Image: This camera will be the eye of the ESA’s asteroid mission

This is the main camera that ESA’s Hera mission for planetary defense will be relying on to explore and maneuver around the Didymos asteroid system.

Hera—named after the Greek goddess of marriage—will be, along with NASA’s Double Asteroid Redirect Test (DART) spacecraft, humankind’s first probe to rendezvous with a binary asteroid system, a little understood class making up around 15% of all known asteroids.

The DART spacecraft—due for launch this November—will first perform a kinetic impact on the smaller of the two bodies. Hera will follow-up with a detailed post-impact survey to turn this grand-scale experiment into a well-understood and repeatable asteroid deflection technique.

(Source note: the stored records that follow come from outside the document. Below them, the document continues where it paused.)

PR #130, opened 2019-05-10
Add tool_deps tool to allow triggering installation of local tool dep…

innovate-invent:
…endencies

The contribution docs don't detail how to do tests. This tool requires that a tool has already been manually installed into galaxy.

It also isn't clear how to provide a command line wrapper to execute the python script

### DIFF
--- a/docs/commands.rst
+++ b/docs/commands.rst
@@ -10,5 +10,6 @@ Commands
    commands/run-data-managers
    commands/setup-data-libraries
    commands/shed-tools
+   commands/tool-deps
    commands/workflow-install
    commands/workflow-to-tools
--- a/docs/commands.rst
+++ b/docs/commands.rst
@@ -10,6 +10,6 @@ Commands
    commands/run-data-managers
    commands/setup-data-libraries
    commands/shed-tools
-   commands/tool-deps
+   commands/install-tool-deps
    commands/workflow-install
    commands/workflow-to-tools
--- a/docs/commands/install-tool-deps.rst
+++ b/docs/commands/install-tool-deps.rst
@@ -9,4 +9,4 @@ Usage
 .. argparse::
    :module: ephemeris.tool_deps
    :func: _parser
-   :prog: tool-deps
+   :prog: install-tool-deps
--- a/docs/commands/install-tool-deps.rst
+++ b/docs/commands/install-tool-deps.rst
@@ -1,4 +1,4 @@
-Workflow-install
+Install-tool-deps
 =================
 
 .. automodule :: ephemeris.tool_deps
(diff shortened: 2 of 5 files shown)


src/ephemeris/tool_deps.py
```diff
@@ -0,0 +1,51 @@
...
+
+from ephemeris import get_galaxy_connection
+from ephemeris.common_parser import get_common_args
+
+
+def _parser():
+    parent = get_common_args()
+    parser = argparse.ArgumentParser(parents=[parent])
+    parser.add_argument("-t", "--tool", help='Path to a tool file or tool_conf file')
+    parser.add_argument("-i", "--id", help='Comma seperated list of tool ids')
```
bgruening: You could use nargs here.

docs/commands.rst
```diff
@@ -10,5 +10,6 @@ Commands
    commands/run-data-managers
    commands/setup-data-libraries
    commands/shed-tools
+   commands/tool-deps
```
bgruening: Maybe install-tool-deps?

bgruening: If you could add sub-commands like show, install, remove, reinstall ... then this name would make sense imho. Do you plan to add those?

innovate-invent: I was thinking of having sub-commands but wanted feedback before implementing all of that :)

I'll take a crack at them tomorrow.

innovate-invent: Looks like bioblend provides no means of inspecting or uninstalling a tool dependency

mvdbeek:
This requires either the tool xml file or a tool_conf.xml, neither of which are formats we deal with in ephemeris and that are very local to Galaxy. I'd suggest a simple yaml list of tool ids.

innovate-invent:
@mvdbeek It does take a list of tool ids on the command line. The tool_conf.xml support is useful when deploying a container and ephemeris is connecting to localhost with direct access to galaxies filesystem.

mvdbeek:
I understand the utility, but in principle that's not the scope of ephemeris. Still this mostly works via the API, so if you can add loading a plain list of tool ids via `yaml.safe_load` and make that the default for `-t` I'm OK to merge this.

docs/commands/install-tool-deps.rst
```diff
@@ -0,0 +1,12 @@
+Workflow-install
```
mvdbeek:
```suggestion
Install-tool-deps
```

innovate-invent: Thanks for catching that

mvdbeek:
There are some linting errors now (https://travis-ci.org/galaxyproject/ephemeris/jobs/543810023#L475), the other failures should have been temporary and unrelated.

innovate-invent:
The current lint failure is not relevant to this project. The security implication is that it could fill RAM and crash the system if a malicious xml file is provided.

PR #135, opened 2019-06-04
Fix default message check

mvdbeek:
requests.exceptions.ConnectionError Exceptions don't have a body
attribute, but bioblend's ConnectionError `__str__` includes
the body:
```
    def __str__(self):
        return "{0}: {1}".format(self.args[0], self.body)
```


mvdbeek:
Thanks Enis!

PR #138, opened 2019-06-19
Data library creation would hang forever if you had a single non-ok command ever

erasche:
- supports legacy + non
- if legacy, fetches a list of all upload1 jobs and check states of those in a loop
- if normal, now checks the actual upload job that was scheduled.

### DIFF
--- a/src/ephemeris/setup_data_libraries.py
+++ b/src/ephemeris/setup_data_libraries.py
@@ -77,7 +77,7 @@ def create_legacy(gi, desc):
                         file_type=has_items['ext']
                     )
                 except Exception:
-                    log.error("Could not upload %s to %s/%s", has_items['url'], lib_id, base_folder_id)
+                    log.exception("Could not upload %s to %s/%s", has_items['url'], lib_id, base_folder_id)
         return None
 
     populate_items(folder_id, desc)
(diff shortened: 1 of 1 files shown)


src/ephemeris/setup_data_libraries.py
```diff
@@ -76,7 +76,7 @@ def populate_items(base_folder_id, has_items):
                         folder_id=base_folder_id,
                         file_type=has_items['ext']
                     )
-                except:
+                except Exception:
```
mvdbeek: Can you either use `log.exception` or `exc_info=True` for the logging? this may contain important information

erasche: Sure

erasche: It occurs when the filetype is unknown on the galaxy server, that's the only example I can think of.

erasche:
@mvdbeek is this ok?

src/ephemeris/setup_data_libraries.py
```diff
@@ -150,19 +154,32 @@ def normalize_items(has_items):
...
+            # Just have to check that all upload1 jobs are termianl.
+        else:
+            # Otherwise get back an actual list of jobs
+            for job in jobs:
+                if 'jobs' in job:
+                    for subjob in job['jobs']:
+                        job_ids.append(subjob['id'])
+
+        while True:
+            job_states = [jc.get_state(job) in ('ok', 'error') for job in job_ids]
```
mvdbeek:
```suggestion
            job_states = [jc.get_state(job) in ('ok', 'error', 'deleted', '') for job in job_ids]
```
that'd be all the terminal job states Galaxy knows about ... there's also paused which is sort-of terminal, but I guess that can't really happen in upload jobs.

erasche:
Thanks!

Produced by Jena-Optronik in Germany, this lightweight camera is being supplied to OHB System AG, leading the Hera industrial consortium for ESA. The camera will be used both for spacecraft navigation and scientific study of the two asteroids’ surfaces.

The camera is based on Jena-Optronik’s existing ASTROhead design. ASTROhead has already been proven in space, aboard Northrop Grumman’s Mission Extension Vehicle, MEV-1 in 2019, helping it perform a historic autonomous docking with a geostationary telecommunication satellite in order to extend the satellite’s working lifetime.